Linking young children’s teaching to their reasoning of mental states: Evidence from Singapore

Linking young children’s teaching to their reasoning of mental states: Evidence from Singapore

October 7, 2022
Photo: ‘Kindergarten Singapore Math’, Kindergarten Singapore Math, Flickr

7 October is Children’s Day in Singapore. Children learn from others not only through direct experiences but also verbal testimony. Verbal testimony takes place in a human information-sharing system, requiring children to consume given information and produce information for others, the latter of which is teaching. Western studies have shown that children engaging in teaching activities tend to use more sophisticated verbal teaching strategies (e.g., making contrasts) if they are better at inferring their learners’ knowledge states from learners’ mistakes.

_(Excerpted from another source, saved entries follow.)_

PR #308, opened 2015-07-22
[REEF-473]  Change Org.Apache.REEF.Client as an assembly instead of C…

jwang98052:
…onsole app

*changed the Client project from console app to assembly
*removed CLRBridgeClient.cs
*updated nuget specification for client

JIRA: REEF-473(https://issues.apache.org/jira/browse/REEF-473)

This closes #


markusweimer:
I'll test and merge.

PR #309, opened 2015-07-23
[REEF-483] Add configuration in allowing other ways to preserve running evaluators aside from DFS

afchung:
This addressed the issue by
  * Adding the EvaluatorPreserver interface.
  * Refactoring YARN evaluator preservation to DFSEvaluatorPreserver and using DFSEvaluatorPreserver as default for YARN.
  * Making EvaluatorPreserver a OptionalImplementation in YarnDriverConfiguration.

JIRA:
  [REEF-483](https://issues.apache.org/jira/browse/REEF-483)

### DIFF
--- a/lang/java/reef-bridge-client/src/main/java/org/apache/reef/bridge/client/YarnJobSubmissionClient.java
+++ b/lang/java/reef-bridge-client/src/main/java/org/apache/reef/bridge/client/YarnJobSubmissionClient.java
@@ -22,7 +22,9 @@ import org.apache.hadoop.yarn.api.records.LocalResource;
 import org.apache.hadoop.yarn.conf.YarnConfiguration;
 import org.apache.hadoop.yarn.exceptions.YarnException;
 import org.apache.reef.client.parameters.DriverConfigurationProviders;
+import org.apache.reef.client.parameters.DriverRestartHandlersConfiguration;
 import org.apache.reef.io.TcpPortConfigurationProvider;
+import org.apache.reef.javabridge.generic.JobDriver;
 import org.apache.reef.runtime.common.driver.parameters.ClientRemoteIdentifier;
 import org.apache.reef.runtime.common.files.ClasspathProvider;
 import org.apache.reef.runtime.common.files.REEFFileNames;
@@ -31,6 +33,7 @@ import org.apache.reef.runtime.yarn.client.YarnSubmissionHelper;
 import org.apache.reef.runtime.yarn.client.uploader.JobFolder;
 import org.apache.reef.runtime.yarn.client.uploader.JobUploader;
 import org.apache.reef.runtime.yarn.driver.YarnDriverConfiguration;
+import org.apache.reef.runtime.yarn.driver.YarnDriverRestartConfiguration;
 import org.apache.reef.tang.*;
 import org.apache.reef.tang.exceptions.InjectionException;
 import org.apache.reef.tang.formats.ConfigurationSerializer;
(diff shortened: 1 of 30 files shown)


lang/java/reef-common/src/main/java/org/apache/reef/runtime/common/driver/EvaluatorPreserver.java
```diff
@@ -0,0 +1,42 @@
...
+public interface EvaluatorPreserver {
+  /**
+   * Called on driver restart when evaluators are to be recovered.
+   */
+  Set<String> recoverEvaluators();
+
+  /**
+   * Called when an evaluator is to be preserved.
+   */
+  void recordAllocatedEvaluator(String id);
```
afchung: Forgot to make parameters final

markusweimer:
@afchung is this PR still relevant? I got confused between this and the JIRAs :-)

afchung:
Updated and rebased, please have a look. This turned out to be a bigger PR than expected, incorporating more than just REEF-483. This was because I found that while implementing, it was impossible to test or verify without implementing all the other parts. The other JIRA items are REEF-85 and REEF-508.
Should I merge the items?

lang/java/reef-bridge-client/src/main/java/org/apache/reef/bridge/client/YarnJobSubmissionClient.java
```diff
@@ -22,7 +22,9 @@
 import org.apache.hadoop.yarn.conf.YarnConfiguration;
 import org.apache.hadoop.yarn.exceptions.YarnException;
 import org.apache.reef.client.parameters.DriverConfigurationProviders;
+import org.apache.reef.client.parameters.DriverRestartHandlersConfiguration;
 import org.apache.reef.io.TcpPortConfigurationProvider;
+import org.apache.reef.javabridge.generic.JobDriver;
```
markusweimer: That class should be considered deprecated. If possible, move the needed code here.

lang/java/reef-bridge-java/src/main/java/org/apache/reef/javabridge/generic/JobClient.java
```diff
@@ -139,17 +137,29 @@ public static Configuration getHTTPConfiguration() {
...
+
     return Configurations.merge(httpHandlerConfiguration, driverConfigurationForHttpServer);
   }
 
+  public static Configuration getYarnConfiguration() {
+    Configuration yarnDriverRestartConfiguration = YarnDriverRestartConfiguration.CONF
+        .set(YarnDriverRestartConfiguration.ON_DRIVER_RESTARTED, ReefEventStateManager.DriverRestartHandler.class)
+        .build();
+
+    Configuration driverRestartHandlerConfigurations = DriverRestartHandlersConfiguration.CONF
```
markusweimer: `final`

lang/java/reef-common/src/main/java/org/apache/reef/client/DriverConfiguration.java
```diff
@@ -89,11 +88,6 @@
   public static final RequiredImpl<EventHandler<StartTime>> ON_DRIVER_STARTED = new RequiredImpl<>();
 
   /**
-   * This event is fired in place of the ON_DRIVER_STARTED when the Driver is in fact restarted after failure.
-   */
-  public static final OptionalImpl<EventHandler<StartTime>> ON_DRIVER_RESTARTED = new OptionalImpl<>();
```
markusweimer: This breaks compatibility. Please send an email to dev@ outlining what is broken, and why we think it is OK. If there are no concerns on the list, we can move forward with this.

lang/java/reef-common/src/main/java/org/apache/reef/client/DriverRestartConfiguration.java
```diff
@@ -0,0 +1,38 @@
...
+
+import org.apache.reef.driver.parameters.*;
+import org.apache.reef.driver.restart.*;
+import org.apache.reef.tang.formats.*;
+
+/**
+ * The base configuration module for driver restart configurations of all runtimes.
+ * <p/>
+ */
+public abstract class DriverRestartConfiguration extends ConfigurationModuleBuilder {
```
markusweimer: Please avoid the abstract base class. Instead, use `.merge(ConfigurationModuleBuilder b)` in the child classes. That way, static analysis has a chance finding these additional bindings.

lang/java/reef-common/src/main/java/org/apache/reef/driver/parameters/DriverRestartHandler.java
```diff
@@ -23,10 +23,12 @@
...
 
+import java.util.Set;
+
 /**
  * The StartTime event is routed to this EventHandler if there is a restart, instead of to DriverStartHandler.
  */
 @NamedParameter(doc = "The StartTime event is routed to this EventHandler if there is a restart, " +
     "instead of to DriverStartHandler.")
-public final class DriverRestartHandler implements Name<EventHandler<StartTime>> {
+public final class DriverRestartHandler implements Name<Set<EventHandler<StartTime>>> {
```
markusweimer: As it is presumably OK to break compatibility in this area of the REEF API, we should also consider changing the event type here to `DriverRestarted` or such. That way, we can add additional information to it over time (e.g. the attempt). That would be a good candidate for a separate JIRA/PR, though.

markusweimer:
@afchung I did a review half-way through this change. I believe this should be split into at least two different PRs:

  1. Move all the restart related configuration options out of `DriverConfiguration`
  2. Replace the mechanism by which the driver persists the list of known evaluators with a configurable one. This is the stated goal of this PR.

Does this make sense?

afchung:
@markusweimer Created REEF-514 for #1 and merged REEF-85 with REEF-483 to REEF-483, since REEF-483 is more comprehensive. Will be sending out a PR shortly. Thanks!

afchung:
@markusweimer PR for REEF-514 is out here: https://github.com/apache/incubator-reef/pull/319

afchung:
Closing this PR first. Will open a new PR after #319 goes in. Thanks!

PR #311, opened 2015-07-23
[REEF-327] Allow users to set additional JVM options

dafrista:
- Add method addOption / isOptionSet to JVMProcess and JavaLaunchCommandBuilder.
- Revise runtimes to use isOptionSet to enforce heap slack only when no user
  options are set.
- Parse a subset of JVM option formats, and prevent duplicates of
  those options.
- Expand and add generics to EvaluatorProcess, EvaluatorProcessFactory,
  LaunchCommandBuilder interfaces. These should not break existing code.
- Provide an example for adding options at HelloJVMOptionsREEF/Driver.

JIRA:
  [REEF-327](https://issues.apache.org/jira/browse/REEF-327)

Pull Request:
  This closes #

### DIFF
--- a/lang/java/reef-common/src/main/java/org/apache/reef/runtime/common/launch/CLRLaunchCommandBuilder.java
+++ b/lang/java/reef-common/src/main/java/org/apache/reef/runtime/common/launch/CLRLaunchCommandBuilder.java
@@ -68,7 +68,7 @@ public class CLRLaunchCommandBuilder implements LaunchCommandBuilder {
 
   @Override
   @SuppressWarnings("checkstyle:hiddenfield")
-  public CLRLaunchCommandBuilder setDefaultMemory(final int deafaultMegaBytes) {
+  public CLRLaunchCommandBuilder setDefaultMemory(final int defaultMegaBytes) {
     this.defaultMegaBytes = defaultMegaBytes;
     return this;
   }
--- a/lang/java/reef-common/src/main/java/org/apache/reef/runtime/common/launch/CLRLaunchCommandBuilder.java
+++ b/lang/java/reef-common/src/main/java/org/apache/reef/runtime/common/launch/CLRLaunchCommandBuilder.java
@@ -37,6 +37,7 @@ public class CLRLaunchCommandBuilder implements LaunchCommandBuilder {
   private String standardErrPath = null;
   private String standardOutPath = null;
   private int megaBytes = 0;
+  private int defaultMegaBytes = 0;
   private String evaluatorConfigurationPath = null;
 
   @Override
@@ -62,6 +63,13 @@ public class CLRLaunchCommandBuilder implements LaunchCommandBuilder {
   @SuppressWarnings("checkstyle:hiddenfield")
   public CLRLaunchCommandBuilder setMemory(final int megaBytes) {
     this.megaBytes = megaBytes;
+    return this;
+  }
+
+  @Override
+  @SuppressWarnings("checkstyle:hiddenfield")
+  public CLRLaunchCommandBuilder setDefaultMemory(final int deafaultMegaBytes) {
+    this.defaultMegaBytes = defaultMegaBytes;
     return this;
   }
 
--- a/lang/java/reef-common/src/main/java/org/apache/reef/runtime/common/launch/CLRLaunchCommandBuilder.java
+++ b/lang/java/reef-common/src/main/java/org/apache/reef/runtime/common/launch/CLRLaunchCommandBuilder.java
@@ -37,7 +37,6 @@ public class CLRLaunchCommandBuilder implements LaunchCommandBuilder {
   private String standardErrPath = null;
   private String standardOutPath = null;
   private int megaBytes = 0;
-  private int defaultMegaBytes = 0;
   private String evaluatorConfigurationPath = null;
 
   @Override
@@ -63,13 +62,6 @@ public class CLRLaunchCommandBuilder implements LaunchCommandBuilder {
   @SuppressWarnings("checkstyle:hiddenfield")
   public CLRLaunchCommandBuilder setMemory(final int megaBytes) {
     this.megaBytes = megaBytes;
-    return this;
-  }
-
-  @Override
-  @SuppressWarnings("checkstyle:hiddenfield")
-  public CLRLaunchCommandBuilder setDefaultMemory(final int defaultMegaBytes) {
-    this.defaultMegaBytes = defaultMegaBytes;
     return this;
   }
 
--- a/lang/java/reef-common/src/main/java/org/apache/reef/runtime/common/launch/JavaLaunchCommandBuilder.java
+++ b/lang/java/reef-common/src/main/java/org/apache/reef/runtime/common/launch/JavaLaunchCommandBuilder.java
@@ -25,17 +25,30 @@ import org.apache.reef.util.EnvironmentUtils;
 import java.io.File;
 import java.util.ArrayList;
 import java.util.Collection;
+import java.util.HashMap;
 import java.util.List;
+import java.util.Map;
+import java.util.logging.Logger;
+import java.util.regex.Matcher;
+import java.util.regex.Pattern;
 
 public final class JavaLaunchCommandBuilder implements LaunchCommandBuilder {
+  private static final Logger LOG = Logger.getLogger(JavaLaunchCommandBuilder.class.getName());
+
   private static final String DEFAULT_JAVA_PATH = System.getenv("JAVA_HOME") + "/bin/" + "java";
   private String stderrPath = null;
   private String stdoutPath = null;
-  private int megaBytes = 0;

In ‘Linking young children’s teaching to their reasoning of mental states: Evidence from Singapore’ (Journal of Experimental Child Psychology, 2021), Ms Nina Ni Ye (NUS Psychology), Professor Gail D Heyman (University of California, San Diego), and Assistant Professor Xiao Pan Ding (NUS Psychology) investigated links between children’s teaching abilities and their developing theory of mind (ToM) abilities in a non-Western sample. They found that both false belief understanding and the ability to make mental state inferences in a teaching context were associated with effective teaching.

The researchers engaged 49 four- to six-year-old Singaporean children in an experiment. The children were to teach learners how to play a game, the goal of which was to strategically hide stickers in order to win prizes. Effective teaching requires the participants to adjust their teaching strategies based on cues about learners’ knowledge level and information about their opponents. The researchers examined children’s teaching ability according to whether they engaged in elaborative teaching strategies and adjusted them according to cues about the knowledge of the learner. The study also included detailed measures of how the children understood their own and others’ mental states.

The researchers found that the ability to apply teaching-specific mental state inferences in a teaching context was associated with more elaborative teaching strategies, even after controlling for children’s age and language ability. Moreover, links between more general explicit ToM capacities and teaching ability existed only in relation to false belief understanding (one type of ToM capacity). Specifically, false belief understanding was associated with elaborative teaching strategy. The location false belief task (whether children can infer that another person does not know the location of the sticker that the children know), but not the contents false belief task (whether children can infer that another person does not know something that the children know), was associated with children’s teaching ability. The researchers postulated that this was because the location false belief task required children to trace the mental states of different people, whereas the contents false belief task merely required a recognition of knowledge differences between oneself and another person.

Finally, the researchers pointed out that more research is needed to determine whether the findings will vary according to cultural differences. Future work should also address the development of nonverbal cues in teaching such as eye gaze. There could also be other earlier developing ToM skills that contribute to children’s capacity to teach others.